→ Data for the task:
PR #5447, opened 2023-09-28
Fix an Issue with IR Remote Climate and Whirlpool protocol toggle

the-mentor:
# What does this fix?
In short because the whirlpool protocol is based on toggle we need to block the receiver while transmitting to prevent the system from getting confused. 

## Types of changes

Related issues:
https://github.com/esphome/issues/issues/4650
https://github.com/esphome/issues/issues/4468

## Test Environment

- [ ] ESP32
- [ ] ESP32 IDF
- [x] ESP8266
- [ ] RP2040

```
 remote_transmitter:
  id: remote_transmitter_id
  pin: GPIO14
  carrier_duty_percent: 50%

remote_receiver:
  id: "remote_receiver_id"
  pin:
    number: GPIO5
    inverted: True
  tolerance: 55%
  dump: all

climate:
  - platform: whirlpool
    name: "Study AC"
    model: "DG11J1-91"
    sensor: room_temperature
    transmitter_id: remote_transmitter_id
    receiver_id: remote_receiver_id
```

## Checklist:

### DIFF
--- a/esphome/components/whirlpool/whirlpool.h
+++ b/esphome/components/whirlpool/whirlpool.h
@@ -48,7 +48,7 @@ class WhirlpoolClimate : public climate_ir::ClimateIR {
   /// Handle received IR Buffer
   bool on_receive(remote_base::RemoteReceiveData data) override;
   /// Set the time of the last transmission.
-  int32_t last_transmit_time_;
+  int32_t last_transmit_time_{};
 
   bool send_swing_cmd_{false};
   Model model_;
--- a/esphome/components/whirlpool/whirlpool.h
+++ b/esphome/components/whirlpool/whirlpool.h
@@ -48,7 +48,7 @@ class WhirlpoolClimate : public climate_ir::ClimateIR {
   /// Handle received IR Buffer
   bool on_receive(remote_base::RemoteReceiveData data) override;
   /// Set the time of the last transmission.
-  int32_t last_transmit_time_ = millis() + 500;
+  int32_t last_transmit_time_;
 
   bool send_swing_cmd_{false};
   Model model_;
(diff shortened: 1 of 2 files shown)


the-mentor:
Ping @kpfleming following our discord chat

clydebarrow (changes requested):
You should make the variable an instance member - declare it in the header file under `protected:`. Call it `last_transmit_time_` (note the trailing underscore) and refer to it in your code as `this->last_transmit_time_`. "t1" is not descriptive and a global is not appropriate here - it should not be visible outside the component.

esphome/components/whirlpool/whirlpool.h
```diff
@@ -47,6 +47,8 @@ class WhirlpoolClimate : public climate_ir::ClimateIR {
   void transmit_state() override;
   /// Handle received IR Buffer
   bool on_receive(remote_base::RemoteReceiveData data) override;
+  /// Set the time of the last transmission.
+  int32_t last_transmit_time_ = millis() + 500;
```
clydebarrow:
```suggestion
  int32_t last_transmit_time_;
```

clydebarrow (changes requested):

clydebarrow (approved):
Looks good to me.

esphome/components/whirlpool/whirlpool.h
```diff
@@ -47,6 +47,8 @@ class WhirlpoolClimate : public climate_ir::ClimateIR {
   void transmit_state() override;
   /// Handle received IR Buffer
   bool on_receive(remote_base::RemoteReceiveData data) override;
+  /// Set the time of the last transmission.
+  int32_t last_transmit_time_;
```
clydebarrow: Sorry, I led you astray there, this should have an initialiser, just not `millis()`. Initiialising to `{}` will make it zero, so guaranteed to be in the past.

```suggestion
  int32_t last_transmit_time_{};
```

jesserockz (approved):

---

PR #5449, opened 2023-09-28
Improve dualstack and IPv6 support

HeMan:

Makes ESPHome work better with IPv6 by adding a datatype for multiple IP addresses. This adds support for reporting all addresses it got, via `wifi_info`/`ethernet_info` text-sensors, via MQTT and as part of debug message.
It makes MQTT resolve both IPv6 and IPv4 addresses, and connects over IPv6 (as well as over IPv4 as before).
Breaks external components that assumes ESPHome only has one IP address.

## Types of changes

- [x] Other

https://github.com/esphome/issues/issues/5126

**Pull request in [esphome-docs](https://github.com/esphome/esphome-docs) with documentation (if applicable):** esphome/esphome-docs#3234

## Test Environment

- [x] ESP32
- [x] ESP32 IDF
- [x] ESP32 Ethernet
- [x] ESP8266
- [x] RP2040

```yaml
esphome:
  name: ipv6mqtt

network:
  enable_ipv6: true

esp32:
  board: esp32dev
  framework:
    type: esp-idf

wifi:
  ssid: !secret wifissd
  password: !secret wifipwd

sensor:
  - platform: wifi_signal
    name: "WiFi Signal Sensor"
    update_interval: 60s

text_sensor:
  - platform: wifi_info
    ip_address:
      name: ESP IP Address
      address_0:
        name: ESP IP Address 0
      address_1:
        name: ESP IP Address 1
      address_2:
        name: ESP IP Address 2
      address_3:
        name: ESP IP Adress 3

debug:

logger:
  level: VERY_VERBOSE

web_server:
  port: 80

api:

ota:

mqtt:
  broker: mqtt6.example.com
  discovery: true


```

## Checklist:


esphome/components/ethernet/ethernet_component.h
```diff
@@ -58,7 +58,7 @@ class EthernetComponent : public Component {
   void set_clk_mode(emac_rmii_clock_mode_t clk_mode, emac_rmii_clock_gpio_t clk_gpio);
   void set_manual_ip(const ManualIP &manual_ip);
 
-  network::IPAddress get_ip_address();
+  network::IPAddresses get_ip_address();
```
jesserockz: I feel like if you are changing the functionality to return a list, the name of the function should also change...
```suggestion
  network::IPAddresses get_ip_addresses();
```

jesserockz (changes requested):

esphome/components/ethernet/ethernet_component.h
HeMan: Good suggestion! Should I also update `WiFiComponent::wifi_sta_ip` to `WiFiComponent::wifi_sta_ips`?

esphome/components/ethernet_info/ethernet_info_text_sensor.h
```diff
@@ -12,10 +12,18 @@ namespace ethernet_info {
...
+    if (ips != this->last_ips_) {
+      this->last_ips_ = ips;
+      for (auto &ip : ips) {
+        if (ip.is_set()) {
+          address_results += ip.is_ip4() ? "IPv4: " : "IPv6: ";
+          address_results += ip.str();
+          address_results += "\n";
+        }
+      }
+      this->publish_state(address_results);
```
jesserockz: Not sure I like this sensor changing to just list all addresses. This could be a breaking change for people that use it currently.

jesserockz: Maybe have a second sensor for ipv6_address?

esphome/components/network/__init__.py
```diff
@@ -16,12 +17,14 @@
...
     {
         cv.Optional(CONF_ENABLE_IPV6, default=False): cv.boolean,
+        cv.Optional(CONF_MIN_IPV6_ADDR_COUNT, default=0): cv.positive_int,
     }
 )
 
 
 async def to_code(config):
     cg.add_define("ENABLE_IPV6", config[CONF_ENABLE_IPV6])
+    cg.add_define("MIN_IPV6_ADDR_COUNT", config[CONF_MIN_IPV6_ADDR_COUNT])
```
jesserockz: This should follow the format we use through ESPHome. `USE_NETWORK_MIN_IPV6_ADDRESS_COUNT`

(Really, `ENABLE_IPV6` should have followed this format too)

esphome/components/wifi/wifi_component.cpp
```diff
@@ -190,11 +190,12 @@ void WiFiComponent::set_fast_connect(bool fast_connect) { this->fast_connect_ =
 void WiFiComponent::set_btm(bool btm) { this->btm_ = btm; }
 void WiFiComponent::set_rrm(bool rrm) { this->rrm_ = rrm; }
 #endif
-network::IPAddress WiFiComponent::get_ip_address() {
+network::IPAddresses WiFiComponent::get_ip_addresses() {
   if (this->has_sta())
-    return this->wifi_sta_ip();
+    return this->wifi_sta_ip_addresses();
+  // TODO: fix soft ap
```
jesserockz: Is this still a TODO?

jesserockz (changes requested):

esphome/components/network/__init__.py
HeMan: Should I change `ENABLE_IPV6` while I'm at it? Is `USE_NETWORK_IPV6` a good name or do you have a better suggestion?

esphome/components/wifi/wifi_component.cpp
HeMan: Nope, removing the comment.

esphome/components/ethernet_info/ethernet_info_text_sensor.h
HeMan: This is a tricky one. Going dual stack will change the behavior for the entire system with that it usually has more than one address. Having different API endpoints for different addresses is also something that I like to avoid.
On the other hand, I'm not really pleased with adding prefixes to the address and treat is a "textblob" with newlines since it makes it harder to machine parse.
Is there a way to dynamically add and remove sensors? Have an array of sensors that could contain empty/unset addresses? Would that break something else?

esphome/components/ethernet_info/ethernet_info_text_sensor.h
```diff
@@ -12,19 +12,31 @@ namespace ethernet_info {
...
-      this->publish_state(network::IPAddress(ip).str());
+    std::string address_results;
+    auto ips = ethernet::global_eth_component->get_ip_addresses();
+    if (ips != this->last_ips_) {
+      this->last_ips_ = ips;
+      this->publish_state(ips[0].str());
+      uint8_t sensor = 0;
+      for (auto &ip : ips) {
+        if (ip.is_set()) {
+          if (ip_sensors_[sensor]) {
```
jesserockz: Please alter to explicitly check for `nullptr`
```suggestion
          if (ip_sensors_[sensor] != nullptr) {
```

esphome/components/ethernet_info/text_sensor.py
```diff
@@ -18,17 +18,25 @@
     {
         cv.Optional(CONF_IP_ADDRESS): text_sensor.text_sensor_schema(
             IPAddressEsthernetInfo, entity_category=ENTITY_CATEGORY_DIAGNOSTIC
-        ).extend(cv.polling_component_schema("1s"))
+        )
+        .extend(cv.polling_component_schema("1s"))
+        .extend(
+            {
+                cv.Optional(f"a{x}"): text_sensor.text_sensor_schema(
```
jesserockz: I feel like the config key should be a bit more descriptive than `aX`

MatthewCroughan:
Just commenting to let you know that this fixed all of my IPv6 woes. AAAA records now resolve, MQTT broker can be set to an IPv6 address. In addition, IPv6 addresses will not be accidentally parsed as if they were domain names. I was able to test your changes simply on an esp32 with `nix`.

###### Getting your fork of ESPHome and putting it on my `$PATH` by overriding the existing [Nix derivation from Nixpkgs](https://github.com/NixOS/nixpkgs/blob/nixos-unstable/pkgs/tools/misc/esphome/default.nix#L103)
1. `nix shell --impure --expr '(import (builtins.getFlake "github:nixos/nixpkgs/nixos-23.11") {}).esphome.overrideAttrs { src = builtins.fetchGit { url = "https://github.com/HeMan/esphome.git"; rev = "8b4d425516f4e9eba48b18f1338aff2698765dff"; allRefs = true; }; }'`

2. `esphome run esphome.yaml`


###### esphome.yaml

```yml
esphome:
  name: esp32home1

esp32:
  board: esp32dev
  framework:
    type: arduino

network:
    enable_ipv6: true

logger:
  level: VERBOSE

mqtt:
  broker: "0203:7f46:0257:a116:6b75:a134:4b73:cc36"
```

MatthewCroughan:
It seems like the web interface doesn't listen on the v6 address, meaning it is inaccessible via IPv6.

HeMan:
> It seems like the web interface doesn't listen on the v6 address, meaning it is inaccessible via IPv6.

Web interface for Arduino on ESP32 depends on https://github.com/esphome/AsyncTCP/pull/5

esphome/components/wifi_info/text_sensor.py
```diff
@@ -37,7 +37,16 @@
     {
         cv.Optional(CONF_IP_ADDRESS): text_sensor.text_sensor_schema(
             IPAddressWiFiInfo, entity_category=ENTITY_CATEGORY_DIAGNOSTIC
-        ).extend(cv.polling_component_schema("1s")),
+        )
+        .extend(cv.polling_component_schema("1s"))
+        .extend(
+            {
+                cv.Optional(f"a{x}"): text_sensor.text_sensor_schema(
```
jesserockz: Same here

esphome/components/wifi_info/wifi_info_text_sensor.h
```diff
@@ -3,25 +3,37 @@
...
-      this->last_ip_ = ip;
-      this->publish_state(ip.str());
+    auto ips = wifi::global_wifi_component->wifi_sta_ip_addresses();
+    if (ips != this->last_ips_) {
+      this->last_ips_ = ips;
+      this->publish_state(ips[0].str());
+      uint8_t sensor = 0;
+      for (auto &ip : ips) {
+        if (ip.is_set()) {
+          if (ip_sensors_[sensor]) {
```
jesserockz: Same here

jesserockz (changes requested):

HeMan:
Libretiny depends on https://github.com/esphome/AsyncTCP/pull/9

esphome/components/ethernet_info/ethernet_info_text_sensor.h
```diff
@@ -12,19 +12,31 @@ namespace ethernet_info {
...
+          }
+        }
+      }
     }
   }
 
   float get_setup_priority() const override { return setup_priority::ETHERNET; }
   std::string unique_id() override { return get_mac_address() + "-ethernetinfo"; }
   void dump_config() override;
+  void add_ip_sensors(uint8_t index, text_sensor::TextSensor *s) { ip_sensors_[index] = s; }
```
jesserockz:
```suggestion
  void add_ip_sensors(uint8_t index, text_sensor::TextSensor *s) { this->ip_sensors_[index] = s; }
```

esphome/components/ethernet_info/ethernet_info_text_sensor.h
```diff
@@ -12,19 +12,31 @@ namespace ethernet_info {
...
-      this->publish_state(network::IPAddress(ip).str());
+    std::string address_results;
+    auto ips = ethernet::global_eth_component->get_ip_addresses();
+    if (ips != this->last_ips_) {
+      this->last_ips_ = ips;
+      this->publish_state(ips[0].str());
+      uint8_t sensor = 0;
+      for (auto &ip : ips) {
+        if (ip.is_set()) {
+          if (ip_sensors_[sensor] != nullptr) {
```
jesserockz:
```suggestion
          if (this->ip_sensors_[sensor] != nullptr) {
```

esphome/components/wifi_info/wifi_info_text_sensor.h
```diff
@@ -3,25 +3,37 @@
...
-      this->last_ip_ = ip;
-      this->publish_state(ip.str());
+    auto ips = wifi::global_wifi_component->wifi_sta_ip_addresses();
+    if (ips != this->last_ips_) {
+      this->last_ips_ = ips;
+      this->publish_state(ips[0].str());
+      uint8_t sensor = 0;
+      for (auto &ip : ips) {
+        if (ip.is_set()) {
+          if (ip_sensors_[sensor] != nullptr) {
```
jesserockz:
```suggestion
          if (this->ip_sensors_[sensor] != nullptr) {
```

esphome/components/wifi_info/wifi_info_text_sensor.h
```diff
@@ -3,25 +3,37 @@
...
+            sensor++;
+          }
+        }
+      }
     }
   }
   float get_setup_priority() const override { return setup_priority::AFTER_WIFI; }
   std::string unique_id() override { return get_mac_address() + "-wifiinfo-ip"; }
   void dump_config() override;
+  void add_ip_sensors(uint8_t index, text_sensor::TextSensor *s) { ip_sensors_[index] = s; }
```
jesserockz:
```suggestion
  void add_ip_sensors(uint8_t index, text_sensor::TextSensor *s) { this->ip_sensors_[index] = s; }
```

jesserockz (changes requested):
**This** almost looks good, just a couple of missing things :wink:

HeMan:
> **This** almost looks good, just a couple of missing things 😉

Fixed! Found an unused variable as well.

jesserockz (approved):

→ Activity: With the first line being the one containing "PR #5447, opened 2023-09-28" and the last line the one containing "# What does this fix?", transcribe exactly the lines above that fall in that range.

→ Answer area:
PR #5447, opened 2023-09-28
Fix an Issue with IR Remote Climate and Whirlpool protocol toggle

the-mentor:
# What does this fix?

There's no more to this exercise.